Come si ricorderà, la Legge di Stabilità per l’anno in corso (190/2014), all’articolo unico, commi 26-34, ha introdotto fino al 30 giugno 2018 la possibilità, per i lavoratori dipendenti, di chiedere la monetizzazione mensile, direttamente in busta paga, della quota maturanda di Tfr. Ricordiamo che, nel sistema precedente, le vie per il lavoratore erano solo queste: nelle aziende con meno di 50 dipendenti poteva scegliere se lasciare il Tfr in azienda o destinarlo a un fondo di previdenza complementare; nelle aziende con almeno 50 dipendenti il Tfr poteva andare al fondo Tesoreria presso l’Inps o al fondo di previdenza complementare, comunque fino alla conclusione del rapporto di lavoro.

La “nuova via”
Oggi si aggiunge una nuova via, seppure “in via sperimentale” e fino al 30/6/2018: farsene versare mensilmente una parte, conservando in ogni caso il proprio “tesoretto” in vista della pensione. Quello che mancava, ad oggi, erano le modalità operative: proprio a questo si riferisce il Decreto del Presidente del Consiglio dei Ministri 29/2015, uscito il Gazzetta Ufficiale lo scorso 19 marzo (GU n.65). Il testo del Regolamento contenuto nel Decreto, composto da 15 articoli, fissa dunque la nuova disciplina, ufficializzando la possibilità di richiedere, in via sperimentale, il Quir (Quota integrativa della retribuzione pari alla  quota maturanda di cui all’articolo 2120 del Codice  civile, che disciplina appunto il Trattamento di fine rapporto) come parte integrante della retribuzione per il periodo di paga decorrente da marzo 2015 a giugno 2018. In definitiva il Decreto trasforma la quota di Tfr maturata mensilmente in parte della retribuzione (al netto dello 0,50%).

Per il datore è un dovere
Anche se rimandiamo i dettagli alla lettura completa del testo (che linkiamo sotto), ricapitoliamo i passaggi essenziali: il datore di lavoro raccoglie le istanze da parte dei lavoratori (per le quali è già a disposizione un apposito modello allegato al DPCM 29), e verifica se vi siano, a norma di legge, condizioni ostative. Dopo aver raccolto le domande, il datore inizia a corrispondere in busta paga, dal periodo di paga successivo a quello della presentazione della domanda, la quota Quir. Durante il periodo di corresponsione del Quir, il cui limite è comunque fissato, in via sperimentale, al 30 giugno 2018, viene sospesa l’eventuale corresponsione del Tfr all’Inps o ai fondi di previdenza complementari.
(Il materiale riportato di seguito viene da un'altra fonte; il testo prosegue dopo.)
PR #1169, opened 2026-03-23
feat(think): integrate agents Session API

mattzcarey:
## Summary

Replace Think's internal SessionManager with the shared one from agents/experimental/memory/session.

### Changes
- `session/index.ts` — now re-exports from agents + truncation utilities (removed 366-line `storage.ts`)
- `getSystemPrompt()` — now async to support `freezeSystemPrompt()`
- `_sessionId` — `protected` so `onCompact()` overrides can access it
- `onStart()` — uses `SessionManager.create(this).withContext(...)` builder
- Context blocks use shared (non-namespaced) providers so memory persists across session splits
- `maxPersistedMessages` removed — use `onCompact()` for storage bounds
- Test agent updated for new `fork()`, `getBranches()` signatures

### Not breaking for existing Think DOs
Column is `content` (preserved from Think's existing schema). No migration needed.

### Notes for reviewers
- Think's `getContextBlocks()` returns `Omit<ContextConfig, "provider">[]` — builder creates `AgentContextProvider` for writable blocks
- `onCompact()` is a no-op by default (opt-in) — `assembleContext()` calls it when `needsCompaction()` returns true
- Patch changeset included for `@cloudflare/think`

## Stack
1. #1166 Session API core ← `main`
2. #1167 SessionManager + multi-session example ← 1
3. **this PR** ← 2

## Test plan
- Think tests pass (pre-existing `@cloudflare/shell` failures on main unrelated)
- Both `agents` and `think` packages build successfully

### DIFF
--- a/.changeset/session-api-think.md
+++ b/.changeset/session-api-think.md
@@ -1,0 +1,5 @@
+---
+"@cloudflare/think": patch
+---
+
+Replace internal SessionManager with shared agents Session API. getSystemPrompt() is now async. Adds chainable builder API for context block configuration.
--- a/examples/assistant/src/server.ts
+++ b/examples/assistant/src/server.ts
@@ -153,7 +153,7 @@ export class ChatSession extends Think<Env, AgentConfig> {
     });
   }
 
-  override getSystemPrompt(): string {
+  override async getSystemPrompt(): Promise<string> {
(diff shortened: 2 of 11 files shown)


mattzcarey:
closing this for the moment

PR #1179, opened 2026-03-24
fix(ai-chat): coalesce rapid auto-continuation turns

### LINKED ISSUE #1171: ai-chat: rapid-fire tool results with autoContinue can queue duplicate continuation turns
## Summary

When two client-side tool calls are resolved nearly simultaneously (e.g., a batch of tools in a single `onToolCall` effect cycle), both send `CF_AGENT_TOOL_RESULT` with `autoContinue: true`. Each message independently sets `_pendingAutoContinuation = true` and queues a separate continuation turn via `_runExclusiveChatTurn`.

## Problem

The client side has a guard (`resumingToolContinuationRef`) that prevents duplicate `resumeStream()` calls, so only one client-side stream is created. But the server queues **two** continuation turns. The first runs normally. The second runs against a message state that already includes the first continuation's output, potentially producing redundant LLM content.

Additionally, the second continuation's broadcast goes through the `onAgentMessage` broadcast path (not the transport stream path), since the client only has one active stream. This could cause message duplication or missed updates on the client.

## Suggestion

Consider deduplicating queued continuations on the server when one is already pending — e.g., skip queuing a second `_queueAutoContinuation` if `_pendingAutoContinuation` is already `true`, or coalesce multiple tool results into a single continuation turn.

## Context

Identified during review of #1162. Not a regression from that PR — the double-queue pattern existed before — but the new client-side `startToolContinuation` guard makes the asymmetry between client (one stream) and server (two turns) more visible.

whoiskatrin:
## Summary
- coalesce rapid client-side tool results and approvals into a single queued auto-continuation turn instead of scheduling duplicate continuation runs
- preserve the queued continuation context until the matching continuation stream actually starts so request body and client tools do not get replaced by later requests
- add regression coverage for duplicate auto-continuations both while a chat turn is active and while the chat is idle, plus a patch changeset for `@cloudflare/ai-chat`

## Testing
- `npm run test`
- `npm run test:react`
- `npm run check`

## Reviewer Notes
- the main behavior change is in `packages/ai-chat/src/index.ts`, where `_enqueueAutoContinuation()` now coalesces adjacent auto-continue events and `_awaitPendingAutoContinuationPrerequisite()` waits for every pending tool-result/approval apply before starting the single continuation turn
- coalescing uses a small `AUTO_CONTINUATION_COALESCE_MS` debounce so back-to-back client tool completions in the same effect cycle collapse into one server continuation without changing the serialized turn model
- `_startStream()` now only clears pending auto-continuation state when the stream belongs to that queued continuation request id; this avoids losing the original continuation body/client tools if another normal request starts first
- the new regressions in `packages/ai-chat/src/tests/chat-turn-serialization.test.ts` are the best place to sanity-check the bug: before this patch they record two continuation request ids, after the patch they record one

## Context
- fixes #1171

---

<a href="https://app.devin.ai/review/cloudflare/agents/pull/1179" target="_blank">
  <picture>
    Open with Devin
  </picture>
</a>

### DIFF
--- a/package-lock.json
+++ b/package-lock.json
@@ -1331,6 +1331,7 @@
       "resolved": "https://registry.npmjs.org/@ai-sdk/openai-compatible/-/openai-compatible-2.0.35.tgz",
       "integrity": "sha512-g3wA57IAQFb+3j4YuFndgkUdXyRETZVvbfAWM+UX7bZSxA3xjes0v3XKgIdKdekPtDGsh4ZX2byHD0gJIMPfiA==",
       "license": "Apache-2.0",
+      "peer": true,
       "dependencies": {
         "@ai-sdk/provider": "3.0.8",
         "@ai-sdk/provider-utils": "4.0.19"
@@ -1381,6 +1382,7 @@
       "resolved": "https://registry.npmjs.org/@ai-sdk/provider/-/provider-3.0.8.tgz",
       "integrity": "sha512-oGMAgGoQdBXbZqNG0Ze56CHjDZ1IDYOwGYxYjO5KLSlz5HiNQ9udIXsPZ61VWaHGZ5XW/jyjmr6t2xz2jGVwbQ==",
       "license": "Apache-2.0",
+      "peer": true,
       "dependencies": {
         "json-schema": "^0.4.0"
       },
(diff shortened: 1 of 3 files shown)


threepointone:
my keepalive addition in your previous pr introduced a bug in this pr. fixed and pushed. it's pretty solid otherwise. let's see what ci/devin says.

Tre mesi di tempo per le “PMI” che richiedono finanziamenti
Ma c’è un altro tassello da aggiungere, e riguarda le aziende con meno di 50 dipendenti. Grazie a un recentissimo accordo quadro tra Abi e Ministeri dell’Economia e del Lavoro (20 marzo, link sotto all’accordo e alle relative linee-guida), le imprese con meno di 50 dipendenti -che in caso di scelta del Quir non potrebbero più contare su una fetta di liquidità che restava ancora in azienda- che dovessero riscontrare problemi nella gestione del flusso finanziario per fare fronte alle richieste di Quir potranno accedere a finanziamenti a tasso agevolato. In questo caso la corresponsione del Quir in busta paga potrà avvenire tre mesi dopo l’istanza (quindi a partire da luglio per le richieste pervenute ora). In caso di finanziamento, sarà l’Inps a comunicare alla banca, a cadenza mensile, l’importo della Quota da versare (facendo riferimento al flusso Uniemens).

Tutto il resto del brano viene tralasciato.